In [31]:
import vector_database
import embedding
import wikipedia
import wikipediaapi

Titles of wikipedia articles that we want to have in our database:

In [45]:
import wikipediaapi

def get_articles_from_list_page(list_page, wiki):
    """
    Fetch all full articles linked from a list page, excluding redirects and section links.
    
    Args:
        list_page (wikipediaapi.WikipediaPage): The list page to process.
        wiki (wikipediaapi.Wikipedia): The Wikipedia API object.
    
    Returns:
        list: A list of article titles linked from the list page.
    """
    linked_articles = []
    for link_title, link_page in list_page.links.items():
        if link_page.ns == 0 and "#" not in link_title:
            linked_articles.append(link_title)
    return linked_articles

def get_category_members(category_name, wiki, visited_categories=None):
    """
    Recursively fetch articles and subcategories from a Wikipedia category, 
    including list pages, excluding redirects and section links.
    
    Args:
        category_name (str): The name of the Wikipedia category.
        wiki (wikipediaapi.Wikipedia): The Wikipedia API object.
        visited_categories (set): Tracks visited categories to avoid duplicates and loops.
    
    Returns:
        list: A list of article titles in the category and its subcategories.
    """
    if visited_categories is None:
        visited_categories = set()

    # Avoid re-visiting categories
    if category_name in visited_categories:
        return []
    visited_categories.add(category_name)

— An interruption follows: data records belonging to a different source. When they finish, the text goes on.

PR #3988, opened 2023-01-04
taking a swing at #3825

### LINKED ISSUE #3825: occupancy and b-factors not updated when importing multi-frame PBD
MDAnalysis uses the occupancies/b-factors of the first frame for all subsequent frames when importing a multi-frame PDB.

```
import MDAnalysis

u   = MDAnalysis.Universe('traj.pdb')
sel = u.select_atoms("resid 178 and segid A and name HD2")

for _ in u.trajectory:
   print(sel.positions)

for _ in u.trajectory:
   print(list(sel.occupancies))

for _ in u.trajectory:
   print(list(sel.tempfactors))
```

Also, 

```
grep 'HD2 ASPTA 178' traj.pdb                                
ATOM   2808  HD2 ASPTA 178      81.480  35.990  49.120  0.00  0.00           H
ATOM   2808  HD2 ASPTA 178      83.700  34.570  50.290  1.00  1.00           H
ATOM   2808  HD2 ASPTA 178      80.540  40.020  49.060  0.06  0.06           H
ATOM   2808  HD2 ASPTA 178      81.100  37.920  49.720  0.20  0.20           H
ATOM   2808  HD2 ASPTA 178      84.130  38.260  50.810  0.09  0.09           H
ATOM   2808  HD2 ASPTA 178      81.790  39.980  49.520  0.04  0.04           H
```

And [link to traj.pdb](https://drive.google.com/file/d/1IMJJkRI9M1uzaZU08O6q4RC0P6jrd1tA/view?usp=sharing).

## Expected behavior ##

```
[[81.48 35.99 49.12]]
[[83.7  34.57 50.29]]
[[80.54 40.02 49.06]]
[[81.1  37.92 49.72]]
[[84.13 38.26 50.81]]
[[81.79 39.98 49.52]]
[0.00]
[1.00]
[0.06]
[0.20]
[0.09]
[0.04]
[0.00]
[1.00]
[0.06]
[0.20]
[0.09]
[0.04]
```

## Actual behavior ##

```
[[81.48 35.99 49.12]]
[[83.7  34.57 50.29]]
[[80.54 40.02 49.06]]
[[81.1  37.92 49.72]]
[[84.13 38.26 50.81]]
[[81.79 39.98 49.52]]
[0.0]
[0.0]
[0.0]
[0.0]
[0.0]
[0.0]
[0.0]
[0.0]
[0.0]
[0.0]
[0.0]
[0.0]
```

- Which version are you using? 2.3.0
- Which version of Python ? 3.10.6

richardjgowers:
Fixes #3825

 - ts.data['tempfactor'] is now populated each frame (from PDB format files)

PR Checklist
------------
 - [ ] Tests?
 - [ ] Docs?
 - [ ] CHANGELOG updated?


richardjgowers:
@bradyajohnston this will pull out tempfactor (bfactor) and occupancies columns into the ts.data dict.  While we're here, is there any other column that you regularly see abused?  I think it's probably just those two right?

package/CHANGELOG
```diff
@@ -23,6 +23,9 @@ Enhancements
 
 * Add pickling support for Atom, Residue, Segment, ResidueGroup 
     and SegmentGroup. (PR #3953)
+* PDBReader now populates ts.data['tempfactor'] with the tempfactor for
```
IAlibay: Newest entry first 🙃

package/MDAnalysis/coordinates/PDB.py
```diff
@@ -414,6 +418,10 @@ def _read_frame(self, frame):
                 except ValueError:
                     # Be tolerant for ill-formated or empty occupancies
                     pass
+                try:
```
IAlibay, line 430: This isn't the prettiest looking code 🤣 - if it's just going to be the one addition then fair, if we envision expanding this ever then maybe we should use a nicer looking loop or something

testsuite/MDAnalysisTests/coordinates/test_pdb.py
```diff
@@ -965,6 +965,31 @@ def test_first_residue(self, universe):
...
+    def u():
+        return mda.Universe(PDB_varying)
+
+    def test_ts_data_keys(self, u):
+        ts = u.trajectory.ts
+
+        assert 'occupancy' in ts.data
+        assert 'tempfactor' in ts.data
+
+    def test_varying_occupancy(self, u):
```
IAlibay: Could you:

a) parametrize these two into one test (seems easy enough with two keywords)
b) maybe do a more traditional trajectory iteration and rewind just to check everything works as expected?

IAlibay (changes requested):
Just a small update to tests and I think it's good to go :)

IAlibay (changes requested):
O actually the more tedious thing - could you add a section in the docs about this? We should just document this properly if we're going to (even temporarily) encourage this use case.

package/CHANGELOG
richardjgowers: this is a daft rule that doesn't improve anything, but ok

IAlibay: I wasn't going to block over it to be fair 🤣 

All jokes aside, it does help a lot when trying to work out the history of changes when doing progressive updates towards a milestone - it's a tiny convenience that can go a really long way.

IAlibay (approved):
lgtm!

package/MDAnalysis/coordinates/PDB.py
```diff
@@ -397,6 +404,7 @@ def _read_frame(self, frame):
 
         pos = 0
         occupancy = np.ones(self.n_atoms)
+        tempfactor = np.zeros(self.n_atoms)
```
IAlibay: So a question here - shouldn't the default here be an array of `NaNs` or `None` rather than letting this fail silently if we can't read this column in?

(I realise we didn't use to do this, but I would suspect using ones or zeros to be a pain for someone downstream to distinguish being intended 0 and unintended 0?)

richardjgowers: Yeah I did wonder that for a bit. I think occupancies defaulting to 1.0 is ok, but maybe tempfactors could be more obviously not present rather than 0?

IAlibay: I think for both cases, since folks are using the fields to feed arbitrary data, we probably can't assert that a given default value is ok :/

IAlibay: @richardjgowers I should probably say that occupancies is something we should deal with separately, that'll need deprecating etc...

hmacdope (approved):
LGTM.

IAlibay (changes requested):
Just going to put a slight halt on this so we can discuss what a reasonable default should be (that way we can get it done with minimal further changes) - feel free to discard when needed @richardjgowers

IAlibay:
@richardjgowers what about just not populating ts.data if there's no information? That seems like the cleanest answer here, if folks get a KeyError then they know that frame doesn't have data?

richardjgowers:
Yes arguably better but, we already started always populating occupancies
so this would technically be a break. We could do that for tempfactors, but
then it’s inconsistent, so pick your poison

IAlibay:
@richardjgowers - how about 50% poison - don't populate for tempfactors, raise a warning for occupancies and say we'll change it in 2.6.0?

IAlibay:
@MDAnalysis/coredevs any views here? It'd be nice to fix this sooner than later if it's being actively needed downstream.

orbeckst:
I like the approach to "not populate if we don't read it" and working towards making this the default.

richardjgowers:
ok, now only populates `ts.data['tempfactors']` if values were seen, otherwise the key doesn't exist

package/MDAnalysis/coordinates/PDB.py
IAlibay: I think this is the only blocker to merging this PR. If the record isn't full, this by default will just set unseen records to `0` right? Are we ok with that? It seems like a recipe for disaster given that 0.0 has a meaning with tempfactors (so do occupancies, but I guess we can't fix that without deprecating unless we think it's a bug).

IAlibay: En lieu of further views here, please make the default value here `''` as per what we do for incomplete topology attr fields.

i.e. the cases should be:
- Field is seen but not incomplete -> mix of floats & '' for incomplete entries
- Field is fully seen -> floats
- Fied is not seen -> nothing

IAlibay (dismissed):
Let's fix this "partly seen" case please - I'd like to get this merged by end of week for the v2.5 release.

orbeckst:
@richardjgowers would you be able to do the tiny last bit from the review so that this can get into 2.5?

package/MDAnalysis/coordinates/PDB.py
```diff
@@ -397,6 +409,9 @@ def _read_frame(self, frame):
 
         pos = 0
         occupancy = np.ones(self.n_atoms)
+        tempfactor = np.empty(self.n_atoms)
+        tempfactor.fill(np.nan)  # Default value for unseen entry is a NaN
```
IAlibay: Ideally I would want to do the same thing for occupancy, but I guess that's a regression? (unless we think it's a bug), how do we want to handle this?

IAlibay:
@lilyminium @orbeckst or @jbarnoud - you three have some of the stronger views on what PDBs & attributes should do. Can one of you review this please? I self authored this now so I can't really push a merge.

package/MDAnalysis/coordinates/PDB.py
orbeckst: I'd leave occupancy as is (default 1) and only change it for 3.0 (if we want to) because some tools may do weird things with occupancy 0 atoms.  I understand that this is only in `ts.data` so you must already be looking for it there but at least by keeping it this way, it remains consistent with `AtomGroup.occupancy`, right?

orbeckst (approved):
looks good, I would leave occupancy as is for right now (see comment)

package/MDAnalysis/coordinates/PDB.py
IAlibay: Erm... no.

Going by https://github.com/MDAnalysis/mdanalysis/blob/5ab95ec55d2ff85c677827b4fc8a304957ac881a/package/MDAnalysis/topology/PDBParser.py#L297-L298

Occupancy defaults to 0 (not 1!), and tempfactors 1.0.

Should we just align things to that there?

orbeckst: For example, [PLUMED RMSD](https://www.plumed.org/doc-v2.8/user-doc/html/_r_m_s_d.html) uses occupancy = 1 to select atoms included in the calculation and uses occupancy = 0 to exclude. This may be a niche application. However, semantically it makes more sense to me to say "if we see an atom in a file and we don't have any other specific information, let's assume it exists (as opposed that it doesn't)". Thus I'd be in favor of **defaulting occupancy to 1**.

orbeckst: If defaulting occupancy everywhere to 1 is a breaking change then I suppose it's better to make `ts.data['occupancy']` consistent with the current "default 0" and raise an issue to change it for 3.0.

IAlibay: I'll be honest I'm kinda mindlessly trying to get 2.5.0 out - what's our easiest solution here? Set both of the ts.data default values to whatever gets populated in the topology attrs? I'd be willing to say that's a bug correction.

IAlibay (dismissed):
I'm going to put a hold here for now on the following question: "what should the defaults be, and should we just use the ones populated into topology attrs?"

package/MDAnalysis/coordinates/PDB.py
orbeckst: Follow the topology as default is a safe choice and I would not find it controversial. At least it follows the principle of "minimum surprise".

Then we can decide afterwards if the current defaults make sense.

orbeckst (changes requested):
After discussion, I am changing to "make ts.data[*] consistent with the defaults in the topology, even if these are questionable"
- default for occupancy = 0
- default for tempfactor = 1

And then we can decide in a separate issue how to change everything (probably for 3.0) but at least the above approach maintains internal consistency.

orbeckst:
@IAlibay I'll be 🏕️ in the 🌵 ⛰️ 🌵 so please dismiss my review at any point if you need to as I can't guarantee that I can look at anything over the next few days.

IAlibay:
> @IAlibay I'll be camping in the cactus mountain cactus so please dismiss my review at any point if you need to as I can't guarantee that I can look at anything over the next few days.

@orbeckst I think I've got this fixed with the state we want it in if you have time for a re-review. Otherwise some other @MDAnalysis/coredevs please review.

orbeckst (approved):

IAlibay:
I'm merging on the basis that the linux arm64 runner is being silly slow and it's not a big deal right now.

    category_page = wiki.page(f"Category:{category_name}")
    if not category_page.exists():
        print(f"Category '{category_name}' does not exist.")
        return []

    articles = []
    subcategories = []
    list_pages = []

    # Iterate over category members
    for member in category_page.categorymembers.values():
        if member.ns == 0:  # Namespace 0 indicates an article
            if member.title.startswith("List of"):
                list_pages.append(member)  # Treat "List of..." pages separately
            elif "#" not in member.title:  # Exclude redirects and section links
                articles.append(member.title)
        elif member.ns == 14:  # Namespace 14 indicates a subcategory
            subcategories.append(member.title.replace("Category:", ""))

    # Process list pages to extract linked articles
    for list_page in list_pages:
        articles += get_articles_from_list_page(list_page, wiki)

    # Recursively process subcategories
    for subcategory in subcategories:
        articles += get_category_members(subcategory, wiki, visited_categories)

    return articles

In [46]:
# Initialize Wikipedia API
wiki = wikipediaapi.Wikipedia("NLP WUT 2024")  # English Wikipedia

# Starting category
start_category = "Star Wars"

print(f"Fetching all articles in the '{start_category}' category...")
all_articles = get_category_members(start_category, wiki)
print(f"Found {len(all_articles)} articles.")

Fetching all articles in the 'Star Wars' category...
Found 36956 articles.


In [50]:
all_articles = list(set(all_articles))
len(all_articles)

9394

In [None]:
# sometimes we get duds and/or duplicates, let's clean that
[article for article in all_articles if 'Joruus' in article]

["Joruus c'baoth",
 'Joruus cbaoth',
 "Joruus C'Baoth",
 'Joruus',
 "Joruus C'baoth"]

In [None]:
# an interesting hack I found -- there must be a better way to do this! (JS)
page = wiki.page("Joruus c'baoth")
print(page.title)
page.summary
print(page.title)

Joruus c'baoth
List of Star Wars Legends characters


In [83]:
all_articles_true_titles = []
for i in range(len(all_articles)):
    if i % 1000 == 0:
        print(f"{i}/{len(all_articles)} articles processed...")
    page = wiki.page(all_articles[i])
    page.summary # calling summary makes it forget its a redirect
    all_articles_true_titles.append(page.title)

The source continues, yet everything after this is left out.